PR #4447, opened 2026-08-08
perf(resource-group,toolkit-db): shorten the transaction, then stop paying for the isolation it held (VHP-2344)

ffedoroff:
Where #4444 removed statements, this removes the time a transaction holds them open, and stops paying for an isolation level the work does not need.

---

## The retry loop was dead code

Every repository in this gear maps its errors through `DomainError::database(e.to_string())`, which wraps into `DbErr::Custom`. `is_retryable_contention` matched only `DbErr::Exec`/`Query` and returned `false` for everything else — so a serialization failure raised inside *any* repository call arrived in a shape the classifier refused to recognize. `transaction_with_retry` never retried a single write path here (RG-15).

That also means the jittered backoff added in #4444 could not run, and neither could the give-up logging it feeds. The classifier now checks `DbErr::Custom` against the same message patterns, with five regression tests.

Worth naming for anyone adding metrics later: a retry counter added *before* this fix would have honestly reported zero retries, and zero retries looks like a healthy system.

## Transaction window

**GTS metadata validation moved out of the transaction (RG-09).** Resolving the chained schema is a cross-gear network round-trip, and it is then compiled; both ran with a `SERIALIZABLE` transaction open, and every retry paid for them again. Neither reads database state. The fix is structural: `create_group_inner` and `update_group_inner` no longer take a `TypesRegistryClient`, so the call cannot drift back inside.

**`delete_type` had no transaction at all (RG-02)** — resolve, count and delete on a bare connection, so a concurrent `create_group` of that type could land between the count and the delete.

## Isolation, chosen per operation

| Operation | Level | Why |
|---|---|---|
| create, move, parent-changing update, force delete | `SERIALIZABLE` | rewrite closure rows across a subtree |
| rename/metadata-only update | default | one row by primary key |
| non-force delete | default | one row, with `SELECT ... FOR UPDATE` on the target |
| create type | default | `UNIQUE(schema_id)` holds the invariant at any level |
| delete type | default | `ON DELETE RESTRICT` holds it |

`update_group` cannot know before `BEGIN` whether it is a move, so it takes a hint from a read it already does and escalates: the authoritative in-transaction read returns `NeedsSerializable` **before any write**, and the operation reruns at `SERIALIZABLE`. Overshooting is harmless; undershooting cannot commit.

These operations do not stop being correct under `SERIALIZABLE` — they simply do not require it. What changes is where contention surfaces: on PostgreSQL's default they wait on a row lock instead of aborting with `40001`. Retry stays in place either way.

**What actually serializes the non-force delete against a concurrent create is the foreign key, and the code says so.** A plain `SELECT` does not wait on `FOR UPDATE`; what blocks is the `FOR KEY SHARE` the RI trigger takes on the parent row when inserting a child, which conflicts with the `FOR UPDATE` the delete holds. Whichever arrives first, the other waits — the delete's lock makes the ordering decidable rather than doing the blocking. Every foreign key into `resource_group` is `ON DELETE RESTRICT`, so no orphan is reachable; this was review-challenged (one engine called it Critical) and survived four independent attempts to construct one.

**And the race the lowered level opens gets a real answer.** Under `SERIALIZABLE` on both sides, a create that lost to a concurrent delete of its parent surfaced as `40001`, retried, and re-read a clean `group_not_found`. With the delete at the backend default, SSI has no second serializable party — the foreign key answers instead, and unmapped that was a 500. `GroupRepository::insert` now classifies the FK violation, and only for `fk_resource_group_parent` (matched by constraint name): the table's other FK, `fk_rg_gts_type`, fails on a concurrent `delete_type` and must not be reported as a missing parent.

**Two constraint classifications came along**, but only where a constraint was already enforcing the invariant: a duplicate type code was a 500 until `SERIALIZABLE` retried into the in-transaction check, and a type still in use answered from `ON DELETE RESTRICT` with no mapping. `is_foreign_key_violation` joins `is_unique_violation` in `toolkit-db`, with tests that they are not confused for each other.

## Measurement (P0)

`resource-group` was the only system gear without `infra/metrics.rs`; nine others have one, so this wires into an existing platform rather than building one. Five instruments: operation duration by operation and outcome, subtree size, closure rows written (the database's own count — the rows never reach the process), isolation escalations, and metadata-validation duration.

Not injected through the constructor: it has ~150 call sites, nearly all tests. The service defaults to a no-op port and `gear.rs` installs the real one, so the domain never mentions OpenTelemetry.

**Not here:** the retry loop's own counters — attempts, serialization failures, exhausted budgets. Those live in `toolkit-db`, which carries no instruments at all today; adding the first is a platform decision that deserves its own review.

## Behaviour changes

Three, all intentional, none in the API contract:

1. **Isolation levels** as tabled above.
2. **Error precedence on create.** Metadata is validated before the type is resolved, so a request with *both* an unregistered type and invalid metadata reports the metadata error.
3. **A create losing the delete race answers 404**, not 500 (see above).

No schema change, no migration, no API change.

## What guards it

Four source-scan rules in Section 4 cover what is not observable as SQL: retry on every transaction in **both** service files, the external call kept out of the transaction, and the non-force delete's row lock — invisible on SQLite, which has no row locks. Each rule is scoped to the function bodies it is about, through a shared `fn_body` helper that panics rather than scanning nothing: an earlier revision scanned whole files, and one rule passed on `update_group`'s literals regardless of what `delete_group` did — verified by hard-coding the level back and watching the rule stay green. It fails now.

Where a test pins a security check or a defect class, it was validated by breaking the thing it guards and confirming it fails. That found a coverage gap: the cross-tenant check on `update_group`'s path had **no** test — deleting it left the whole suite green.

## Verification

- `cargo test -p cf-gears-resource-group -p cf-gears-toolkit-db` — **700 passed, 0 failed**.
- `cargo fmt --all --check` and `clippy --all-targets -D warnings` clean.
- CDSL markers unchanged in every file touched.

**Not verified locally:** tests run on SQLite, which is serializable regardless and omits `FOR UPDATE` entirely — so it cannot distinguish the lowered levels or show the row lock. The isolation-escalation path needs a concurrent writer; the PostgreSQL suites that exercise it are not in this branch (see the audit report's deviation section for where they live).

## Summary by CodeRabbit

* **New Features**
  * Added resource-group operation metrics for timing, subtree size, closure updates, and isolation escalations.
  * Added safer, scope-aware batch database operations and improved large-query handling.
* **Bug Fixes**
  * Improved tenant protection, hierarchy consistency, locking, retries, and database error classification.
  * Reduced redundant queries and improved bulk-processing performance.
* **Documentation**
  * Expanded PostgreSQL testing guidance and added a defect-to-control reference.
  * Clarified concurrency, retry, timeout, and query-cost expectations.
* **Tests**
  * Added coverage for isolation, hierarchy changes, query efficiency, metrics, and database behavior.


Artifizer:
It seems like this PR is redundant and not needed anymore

_ _ _ _ _

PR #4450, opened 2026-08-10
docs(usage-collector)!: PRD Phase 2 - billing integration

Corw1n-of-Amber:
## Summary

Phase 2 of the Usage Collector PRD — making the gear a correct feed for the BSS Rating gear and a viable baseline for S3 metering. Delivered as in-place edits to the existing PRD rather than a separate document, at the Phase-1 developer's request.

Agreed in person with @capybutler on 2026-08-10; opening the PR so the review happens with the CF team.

_ _ _ _ _

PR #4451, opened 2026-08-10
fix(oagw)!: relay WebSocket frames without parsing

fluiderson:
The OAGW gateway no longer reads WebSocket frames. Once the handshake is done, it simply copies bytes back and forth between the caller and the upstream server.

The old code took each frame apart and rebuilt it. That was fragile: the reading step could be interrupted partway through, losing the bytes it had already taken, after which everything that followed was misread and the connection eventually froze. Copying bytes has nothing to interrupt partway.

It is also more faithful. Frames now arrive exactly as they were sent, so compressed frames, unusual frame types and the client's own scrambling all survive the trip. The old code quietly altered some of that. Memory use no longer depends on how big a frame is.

_ _ _ _ _

WHAT TO DO>
Everything from the line with "PR #4447, opened 2026-08-08" through the line with "drift back inside." in the listing above must be retyped exactly, with nothing added.

REPLY>
PR #4447, opened 2026-08-08
perf(resource-group,toolkit-db): shorten the transaction, then stop paying for the isolation it held (VHP-2344)

ffedoroff:
Where #4444 removed statements, this removes the time a transaction holds them open, and stops paying for an isolation level the work does not need.

---

## The retry loop was dead code

Every repository in this gear maps its errors through `DomainError::database(e.to_string())`, which wraps into `DbErr::Custom`. `is_retryable_contention` matched only `DbErr::Exec`/`Query` and returned `false` for everything else — so a serialization failure raised inside *any* repository call arrived in a shape the classifier refused to recognize. `transaction_with_retry` never retried a single write path here (RG-15).

That also means the jittered backoff added in #4444 could not run, and neither could the give-up logging it feeds. The classifier now checks `DbErr::Custom` against the same message patterns, with five regression tests.

Worth naming for anyone adding metrics later: a retry counter added *before* this fix would have honestly reported zero retries, and zero retries looks like a healthy system.

## Transaction window

**GTS metadata validation moved out of the transaction (RG-09).** Resolving the chained schema is a cross-gear network round-trip, and it is then compiled; both ran with a `SERIALIZABLE` transaction open, and every retry paid for them again. Neither reads database state. The fix is structural: `create_group_inner` and `update_group_inner` no longer take a `TypesRegistryClient`, so the call cannot drift back inside.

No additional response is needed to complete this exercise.